Spatial patterns of dissipative polariton solitons in semiconductor microcavities

TL;DR

This paper reports the first observation of propagating multi-soliton patterns in semiconductor microcavities, demonstrating control over soliton arrays and their potential for ultrafast optical signal processing.

Contribution

It introduces the experimental observation and analysis of multi-peak polariton soliton patterns and their underlying mechanisms in semiconductor microcavities.

Findings

Observation of up to 5 solitons in arrays

Control of soliton number via laser pulse parameters

Good agreement between experiments and numerical models

Abstract

Semiconductor microcavities operating in the polaritonic regime are highly non-linear, high speed systems due to the unique half-light, half-matter nature of polaritons.
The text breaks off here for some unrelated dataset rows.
PR #15913, opened 2025-02-19
player: only coalesce callbacks from parsed config files

Dudemanguy:
cc @christoph-heinrich: I think with this you just need to do this (potential backwards compatibility handling ignored):
```
diff --git a/subtitle-lines.lua b/subtitle-lines.lua
index d836b83..556796f 100644
--- a/subtitle-lines.lua
+++ b/subtitle-lines.lua
@@ -130,7 +130,7 @@ local function acquire_subtitles()
     mp.set_property_bool(sub_strings.visibility, false)
 
     -- go to the first subtitle line
-    mp.commandv('set', sub_strings.delay, mp.get_property_number('duration', 0) + 365 * 24 * 60 * 60)
+    mp.commandv('immediate', 'set', sub_strings.delay, mp.get_property_number('duration', 0) + 365 * 24 * 60 * 60)
     mp.commandv('sub-step', 1, sub_strings.step)
 
     -- this shouldn't be necessary, but it's kept just in case there actually
@@ -207,7 +207,7 @@ local function acquire_subtitles()
         mp.commandv('sub-step', 1, sub_strings.step)
     end
 
-    mp.set_property_number(sub_strings.delay, sub_delay)
+    mp.commandv('immediate', 'set', sub_strings.delay, sub_delay)
     mp.set_property_bool(sub_strings.visibility, sub_visibility)
 
     for _, subtitle in ipairs(subtitles) do

```
And you'll get the old behavior back.

### DIFF
--- a/input/cmd.h
+++ b/input/cmd.h
@@ -114,6 +114,7 @@ typedef struct mp_cmd {
     bool repeated : 1;
     bool mouse_move : 1;
     bool canceled : 1;
+    bool coalesce : 1;
     int mouse_x, mouse_y;
     struct mp_cmd *queue_next;
     double scale;               // for scaling numeric arguments
--- a/options/m_config_frontend.c
+++ b/options/m_config_frontend.c
@@ -737,6 +737,9 @@ int m_config_set_option_cli(struct m_config *config, struct bstr name,
         param = bstr0("no");
     }
 
+    if (flags & M_SETOPT_FROM_CONFIG_FILE)
+        co->coalesce = true;
+
     // This is the only mandatory function
     assert(co->opt->type->parse);
 
--- a/options/m_config_frontend.h
+++ b/options/m_config_frontend.h
@@ -49,6 +49,7 @@ struct m_config_option {
     bool is_set_from_config : 1;    // Set by a config file
     bool is_set_locally : 1;        // Has a backup entry
     bool warning_was_printed : 1;
+    bool coalesce : 1;              // Property changes should be coalesced
     int32_t opt_id;                 // For some m_config APIs
     const char *name;               // Full name (ie option-subopt)
     const struct m_option *opt;     // Option description
--- a/options/m_property.h
+++ b/options/m_property.h
@@ -147,6 +147,8 @@ struct m_property {
     void *priv;
     // Special-case: mark options for which command.c uses the option-bridge
     bool is_option;
+    // Special-case: option-bridge properties should be coalesced
+    bool coalesce;
 };
 
 struct m_property *m_property_list_find(const struct m_property *list,
--- a/player/command.c
+++ b/player/command.c
@@ -434,6 +434,7 @@ static int mp_property_generic_option(void *ctx, struct m_property *prop,
         m_option_copy(opt->opt, arg, opt->data);
         return M_PROPERTY_OK;
     case M_PROPERTY_SET:
+        opt->coalesce = prop->coalesce;
         if (m_config_set_option_raw(mpctx->mconfig, opt, arg, 0) < 0)
             return M_PROPERTY_ERROR;
         return M_PROPERTY_OK;
@@ -5219,8 +5220,17 @@ static void show_property_status(struct mp_cmd_ctx *cmd, const char *name, int r
 static void change_property_cmd(struct mp_cmd_ctx *cmd,
                                 const char *name, int action, void *arg)
 {
+    struct m_property *prop = NULL;
+    if (cmd->cmd->coalesce) {
+        struct command_ctx *ctx = cmd->mpctx->command_ctx;
+        prop = m_property_list_find(ctx->properties, name);
+        if (prop)
+            prop->coalesce = true;
+    }
     int r = mp_property_do(name, action, arg, cmd->mpctx);
     show_property_status(cmd, name, r);
+    if (prop)
+        prop->coalesce = false;
 }
 
 static void cmd_cycle_values(void *p)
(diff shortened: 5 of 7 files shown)


verygoodlee:
New command prefix need to be added to these places as well.
https://github.com/mpv-player/mpv/blob/fc2f176764c70fc9fc346a45c860dcfc246c574e/player/lua/console.lua#L1669-L1677
https://github.com/mpv-player/mpv/blob/fc2f176764c70fc9fc346a45c860dcfc246c574e/player/lua/stats.lua#L414-L420

lawchingman (approved):

kasper93:
Shouldn't the whole feature go through a deprecation period?

We added a new behavior that breaks multiple use-cases (this subtitle thing and hwdec thing), now we add a command prefix to revert to old behavior. This is breaking change and we need to give users time to migrate their scripts to `immediate` command.

This defered options callback invites all sort of race conditions like shown by `subtitle-lines.lua`. Not all setters/getter return the opts/property value, some read real state of mpv, so it may be unexpected that the state doesn't change.

Dudemanguy:
>hwdec thing

To be fair, that didn't really work before. You would need some kind of queueing approach to wait until the hwdec is actually set for real before printing it no matter what.

>This defered options callback invites all sort of race conditions like shown by subtitle-lines.lua

It's always been a bit racy. The earlier hwdec is a good example since it may take a few frames before it gets applied. So if you do a get right after setting it, it could be wrong. This specific script has failures because it sets the `sub-delay` and then immediately performs a `sub-step` which is directly reliant on `sub-delay`. And the timing requirements are small enough to where the next playloop isn't sufficient. I'm not saying there aren't people out there that will be affected, but I still think it's a low number of people.

Deprecating is easy enough and I'm not like opposed to it or anything. All I'd have to do is make immediate always true, but I'm not sure how we would actually communicate that to users. I mean yeah we can put it in the release notes/docs but is anyone going to really read it? I don't think printing a warning makes much sense either.

kasper93:
> Deprecating is easy enough and I'm not like opposed to it or anything. All I'd have to do is make immediate always true, but I'm not sure how we would actually communicate that to users. I mean yeah we can put it in the release notes/docs but is anyone going to really read it? I don't think printing a warning makes much sense either.

I don't mind either way. We need to be careful not to release next stable version without making sure it is safe. I'm fine with having this change, but we need to monitor the impact. It's basically Hyrum's law, it really doesn't matter how we define this, what matters how it works and if it start breaking scripts even in subtle way, because they depended on some strange behavior it's a problem.

Dudemanguy:
>I think it's clear now that the impact of this change was very underestimated.

I'd appreciate it if we could at least wait until there's a sample size greater than 1 before we start making melodramatic statements.

christoph-heinrich:
This doesn't work for me. I end up with messed up timestamps. I tried adding `immediate` before the `sub-step` commands as well, but that didn't help.

christoph-heinrich:
It works now, even without adding the `immediate` to `sub-step`.

To make the script backwards compatible I'll need some way to check if `immediate` is available.
I can run `immediate ignore` and then check the return value, but that logs an error. Any other ideas?
After the release I can simply check the version.

Dudemanguy:
It's silly but something like this would work.

```
mp.commandv('set', 'msg-level', 'subtitle_lines=no')
local function check_immediate()
    have_immediate = mp.commandv('immediate', 'ignore') or false
    mp.commandv('set', 'msg-level', 'subtitle_lines=info')
    mp.unobserve_property(check_immediate)
end
mp.observe_property('msg-level', 'string', check_immediate)
```

christoph-heinrich:
> It's silly but something like this would work.
> 
> ```
> local function check_immediate()
>     have_immediate = mp.commandv('immediate', 'ignore') or false
>     mp.commandv('set', 'msg-level', 'subtitle_lines=info')
>     mp.unobserve_property(check_immediate)
> end
> mp.observe_property('msg-level', 'string', check_immediate)
> mp.commandv('set', 'msg-level', 'subtitle_lines=no')
> ```

Considering that this is a temporary solution, I guess that would work.
Alternatively we could create a `prefix-list` like the already existing `command-list`, which could then also be used in console.lua instead of having an array with prefixes. But that's not that important, I'd be fine with leaving things as they already are.

Dudemanguy:
@kasper93: Do you think I should also forbid `--input-commands` from using this? Ideally only scripts/api users should ever have access to this in my mind. It's still technically possible to make a really dumb config file if we allow the immediate prefix to have meaning there.

kasper93:
> @kasper93: Do you think I should also forbid `--input-commands` from using this? Ideally only scripts/api users should ever have access to this in my mind. It's still technically possible to make a really dumb config file if we allow the immediate prefix to have meaning there.

I thinking, maybe we should split callbacks between config files and normal commands. Say, we use "delayed" callbacks when parsing config file, but use "immediate" in all other cases to preserve compatibility. And we don't need this prefix, because we assume that single commands are fine to process immediately. While big config files makes more sense to coalesce.

Does it make sense? Maybe it will be best of both worlds.

It should be easy to detect, there are similar flags for opts like `M_SETOPT_FROM_CONFIG_FILE` in which case we just

Dudemanguy:
>Say, we use "delayed" callbacks when parsing config file, but use "immediate" in all other cases to preserve compatibility.

I implemented this now. The two cases that use the delayed callbacks are config file parsing and the `--input-commands` option. Couldn't think of anything else that really needs this. With this PR, @christoph-heinrich's script should not need any code changes.

kasper93:
I think I like this. And if we want in the future extend it somehow, it is also possible.

kasper93 (approved):

kasper93:
Would be nice to get confirmation from @christoph-heinrich that everything is back to normal with his script. Apart from that looks good.

christoph-heinrich:
> Would be nice to get confirmation from @christoph-heinrich that everything is back to normal with his script. Apart from that looks good.

I didn't want to be over eager with confirming that everything works, but I've been using this for two days now and I haven't noticed any problems. Code also looks fine.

Here, we report for the first time the observation of propagating multi-soliton polariton patterns consisting of multi-peak structures either along (x) or perpendicular to (y) the direction of propagation. Soliton arrays of up to 5 solitons are observed, with the number of solitons controlled by the size or power of the triggering laser pulse. The break-up along the x direction occurs due to interplay of bistability, negative effective mass and polariton-polariton scattering, while in the y direction the break-up results from nonlinear phase-dependent interactions of propagating fronts. We show the experimental results are in good agreement with numerical modelling. Our observations are a step towards ultrafast all-optical signal processing using sequences of solitons as bits of information.